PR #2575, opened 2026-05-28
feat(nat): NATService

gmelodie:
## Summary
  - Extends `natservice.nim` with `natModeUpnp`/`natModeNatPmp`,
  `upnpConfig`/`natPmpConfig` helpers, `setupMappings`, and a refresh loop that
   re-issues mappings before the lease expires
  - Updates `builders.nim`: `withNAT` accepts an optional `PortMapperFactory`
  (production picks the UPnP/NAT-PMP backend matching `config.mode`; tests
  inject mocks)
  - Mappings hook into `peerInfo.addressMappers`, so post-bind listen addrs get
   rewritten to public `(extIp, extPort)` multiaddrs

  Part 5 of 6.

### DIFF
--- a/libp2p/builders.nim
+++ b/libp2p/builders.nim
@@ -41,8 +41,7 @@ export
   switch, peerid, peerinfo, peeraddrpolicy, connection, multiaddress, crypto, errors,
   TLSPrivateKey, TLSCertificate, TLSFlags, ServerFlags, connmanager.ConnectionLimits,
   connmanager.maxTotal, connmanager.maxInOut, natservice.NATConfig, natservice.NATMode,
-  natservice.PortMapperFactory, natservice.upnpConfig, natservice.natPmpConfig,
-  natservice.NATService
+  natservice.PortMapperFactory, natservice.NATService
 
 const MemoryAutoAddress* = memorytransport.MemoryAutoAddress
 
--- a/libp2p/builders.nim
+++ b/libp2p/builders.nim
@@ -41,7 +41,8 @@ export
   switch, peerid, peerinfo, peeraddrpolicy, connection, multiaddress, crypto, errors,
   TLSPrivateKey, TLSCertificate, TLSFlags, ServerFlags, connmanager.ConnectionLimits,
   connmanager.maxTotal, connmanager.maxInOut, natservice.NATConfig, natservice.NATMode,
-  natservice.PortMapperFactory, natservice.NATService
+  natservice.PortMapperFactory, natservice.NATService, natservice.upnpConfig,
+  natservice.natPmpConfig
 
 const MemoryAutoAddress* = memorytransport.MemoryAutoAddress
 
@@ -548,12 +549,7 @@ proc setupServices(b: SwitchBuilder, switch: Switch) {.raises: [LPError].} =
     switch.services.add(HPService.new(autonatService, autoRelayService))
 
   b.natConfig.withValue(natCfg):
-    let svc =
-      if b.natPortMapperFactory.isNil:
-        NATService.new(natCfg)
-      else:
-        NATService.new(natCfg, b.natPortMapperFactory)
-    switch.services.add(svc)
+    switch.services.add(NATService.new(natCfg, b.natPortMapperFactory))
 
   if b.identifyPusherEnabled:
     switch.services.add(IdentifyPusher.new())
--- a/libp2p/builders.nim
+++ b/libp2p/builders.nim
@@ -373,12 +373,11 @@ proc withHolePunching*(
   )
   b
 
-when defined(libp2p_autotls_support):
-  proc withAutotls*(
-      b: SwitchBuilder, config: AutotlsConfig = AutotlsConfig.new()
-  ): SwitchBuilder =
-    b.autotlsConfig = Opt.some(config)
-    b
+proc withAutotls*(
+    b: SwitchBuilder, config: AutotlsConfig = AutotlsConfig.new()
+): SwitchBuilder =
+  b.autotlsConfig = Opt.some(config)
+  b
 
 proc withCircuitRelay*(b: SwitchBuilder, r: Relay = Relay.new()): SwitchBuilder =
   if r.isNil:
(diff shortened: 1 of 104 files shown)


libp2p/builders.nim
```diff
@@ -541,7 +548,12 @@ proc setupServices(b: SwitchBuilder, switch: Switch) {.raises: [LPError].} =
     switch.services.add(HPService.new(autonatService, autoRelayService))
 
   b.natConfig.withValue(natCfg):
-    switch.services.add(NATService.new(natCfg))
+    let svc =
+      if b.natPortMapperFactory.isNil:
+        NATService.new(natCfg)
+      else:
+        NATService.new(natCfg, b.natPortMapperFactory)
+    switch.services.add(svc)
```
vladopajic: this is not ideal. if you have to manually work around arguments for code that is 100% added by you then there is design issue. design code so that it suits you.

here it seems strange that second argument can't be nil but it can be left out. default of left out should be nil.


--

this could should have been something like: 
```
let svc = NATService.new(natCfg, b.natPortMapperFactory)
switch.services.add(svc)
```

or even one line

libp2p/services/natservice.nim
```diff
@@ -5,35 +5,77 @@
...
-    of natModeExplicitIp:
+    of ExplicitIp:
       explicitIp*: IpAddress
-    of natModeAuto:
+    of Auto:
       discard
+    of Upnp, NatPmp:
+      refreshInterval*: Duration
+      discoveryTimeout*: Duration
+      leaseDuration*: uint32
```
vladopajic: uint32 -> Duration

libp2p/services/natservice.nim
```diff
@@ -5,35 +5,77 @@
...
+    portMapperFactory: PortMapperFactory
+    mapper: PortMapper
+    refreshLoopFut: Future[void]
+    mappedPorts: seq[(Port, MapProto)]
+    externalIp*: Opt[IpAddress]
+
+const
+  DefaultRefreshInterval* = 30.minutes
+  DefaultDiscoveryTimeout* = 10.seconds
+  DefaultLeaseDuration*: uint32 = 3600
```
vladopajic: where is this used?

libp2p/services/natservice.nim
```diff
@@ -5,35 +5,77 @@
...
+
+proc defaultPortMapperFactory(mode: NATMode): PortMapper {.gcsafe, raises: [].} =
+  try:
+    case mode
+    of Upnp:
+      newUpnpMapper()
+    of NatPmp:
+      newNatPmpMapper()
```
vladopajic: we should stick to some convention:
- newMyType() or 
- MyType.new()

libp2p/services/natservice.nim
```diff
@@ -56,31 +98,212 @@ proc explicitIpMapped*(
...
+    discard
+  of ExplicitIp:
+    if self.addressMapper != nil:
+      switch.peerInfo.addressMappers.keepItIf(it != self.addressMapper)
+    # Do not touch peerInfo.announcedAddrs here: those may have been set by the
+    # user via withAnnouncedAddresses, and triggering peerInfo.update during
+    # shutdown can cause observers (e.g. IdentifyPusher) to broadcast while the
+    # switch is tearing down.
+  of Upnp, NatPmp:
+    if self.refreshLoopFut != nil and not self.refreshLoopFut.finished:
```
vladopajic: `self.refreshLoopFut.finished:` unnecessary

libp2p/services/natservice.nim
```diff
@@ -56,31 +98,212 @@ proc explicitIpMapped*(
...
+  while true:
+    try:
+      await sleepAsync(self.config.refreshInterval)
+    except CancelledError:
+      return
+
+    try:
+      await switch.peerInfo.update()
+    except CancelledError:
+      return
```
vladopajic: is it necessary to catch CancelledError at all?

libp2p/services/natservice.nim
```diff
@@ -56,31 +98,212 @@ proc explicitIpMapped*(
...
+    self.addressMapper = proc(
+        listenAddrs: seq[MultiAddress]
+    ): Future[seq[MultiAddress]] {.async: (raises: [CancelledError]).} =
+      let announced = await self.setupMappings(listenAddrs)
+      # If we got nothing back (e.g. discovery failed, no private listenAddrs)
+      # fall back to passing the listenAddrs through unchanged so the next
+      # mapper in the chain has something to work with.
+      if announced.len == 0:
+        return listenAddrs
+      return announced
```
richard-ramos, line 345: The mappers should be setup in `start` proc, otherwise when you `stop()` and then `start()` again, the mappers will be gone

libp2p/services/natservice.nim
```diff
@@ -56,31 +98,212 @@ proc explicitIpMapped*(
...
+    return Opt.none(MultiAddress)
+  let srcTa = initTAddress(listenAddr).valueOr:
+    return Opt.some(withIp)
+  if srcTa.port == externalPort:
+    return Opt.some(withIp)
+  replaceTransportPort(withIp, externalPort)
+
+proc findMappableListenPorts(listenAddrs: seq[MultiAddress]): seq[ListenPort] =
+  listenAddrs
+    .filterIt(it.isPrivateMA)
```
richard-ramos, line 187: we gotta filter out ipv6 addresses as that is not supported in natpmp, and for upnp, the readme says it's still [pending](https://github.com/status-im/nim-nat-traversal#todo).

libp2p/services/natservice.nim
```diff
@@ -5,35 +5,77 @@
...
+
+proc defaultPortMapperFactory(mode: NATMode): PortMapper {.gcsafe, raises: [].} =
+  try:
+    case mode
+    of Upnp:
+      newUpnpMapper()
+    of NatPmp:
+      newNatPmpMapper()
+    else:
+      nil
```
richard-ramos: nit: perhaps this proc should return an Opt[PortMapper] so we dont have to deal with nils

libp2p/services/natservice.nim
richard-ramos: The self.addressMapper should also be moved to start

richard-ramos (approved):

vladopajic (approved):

* * *

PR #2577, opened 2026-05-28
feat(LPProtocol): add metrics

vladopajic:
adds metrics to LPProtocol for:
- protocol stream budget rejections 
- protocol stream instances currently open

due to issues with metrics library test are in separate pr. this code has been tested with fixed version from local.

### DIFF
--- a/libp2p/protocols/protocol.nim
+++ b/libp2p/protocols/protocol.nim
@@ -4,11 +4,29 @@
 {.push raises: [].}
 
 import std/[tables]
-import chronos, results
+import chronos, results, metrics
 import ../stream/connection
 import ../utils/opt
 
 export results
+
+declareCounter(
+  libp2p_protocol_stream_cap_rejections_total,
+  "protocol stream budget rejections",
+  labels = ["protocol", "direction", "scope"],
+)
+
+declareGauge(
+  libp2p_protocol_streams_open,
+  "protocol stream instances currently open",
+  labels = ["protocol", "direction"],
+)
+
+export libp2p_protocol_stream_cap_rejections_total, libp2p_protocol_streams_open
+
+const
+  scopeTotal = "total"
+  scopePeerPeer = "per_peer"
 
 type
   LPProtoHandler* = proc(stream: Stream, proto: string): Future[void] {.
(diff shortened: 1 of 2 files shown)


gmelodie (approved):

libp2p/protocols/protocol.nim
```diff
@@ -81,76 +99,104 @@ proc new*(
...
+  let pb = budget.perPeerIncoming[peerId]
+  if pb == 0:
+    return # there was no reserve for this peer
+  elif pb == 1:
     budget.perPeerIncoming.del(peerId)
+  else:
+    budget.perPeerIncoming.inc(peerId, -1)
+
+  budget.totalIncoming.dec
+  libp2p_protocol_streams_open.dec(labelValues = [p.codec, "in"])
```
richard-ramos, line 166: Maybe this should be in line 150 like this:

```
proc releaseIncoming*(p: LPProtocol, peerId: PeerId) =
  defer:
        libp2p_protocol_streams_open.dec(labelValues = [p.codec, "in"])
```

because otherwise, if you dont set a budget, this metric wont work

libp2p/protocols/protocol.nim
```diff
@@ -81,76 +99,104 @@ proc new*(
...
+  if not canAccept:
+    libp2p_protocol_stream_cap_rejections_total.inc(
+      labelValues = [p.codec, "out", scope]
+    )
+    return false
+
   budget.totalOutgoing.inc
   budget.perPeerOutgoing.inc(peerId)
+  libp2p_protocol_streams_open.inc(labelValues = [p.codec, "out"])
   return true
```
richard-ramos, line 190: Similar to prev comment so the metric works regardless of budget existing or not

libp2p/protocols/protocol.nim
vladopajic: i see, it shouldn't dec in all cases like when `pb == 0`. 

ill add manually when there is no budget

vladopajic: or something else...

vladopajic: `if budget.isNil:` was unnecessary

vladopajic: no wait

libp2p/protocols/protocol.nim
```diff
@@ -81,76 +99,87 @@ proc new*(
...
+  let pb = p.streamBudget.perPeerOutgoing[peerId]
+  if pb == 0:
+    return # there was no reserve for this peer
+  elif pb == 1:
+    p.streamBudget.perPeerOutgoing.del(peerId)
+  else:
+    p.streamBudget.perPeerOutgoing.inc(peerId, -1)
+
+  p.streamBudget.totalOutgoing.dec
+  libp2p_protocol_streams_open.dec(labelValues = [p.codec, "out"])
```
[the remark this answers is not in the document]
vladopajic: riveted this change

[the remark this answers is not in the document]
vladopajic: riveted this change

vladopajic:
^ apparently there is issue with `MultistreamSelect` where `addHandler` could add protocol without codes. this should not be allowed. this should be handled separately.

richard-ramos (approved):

▶ **ASSIGNED TASK**: Nothing but a number is needed: tally the lines of the listing that contain "direction".

▶ **EXPECTED ANSWER**: 2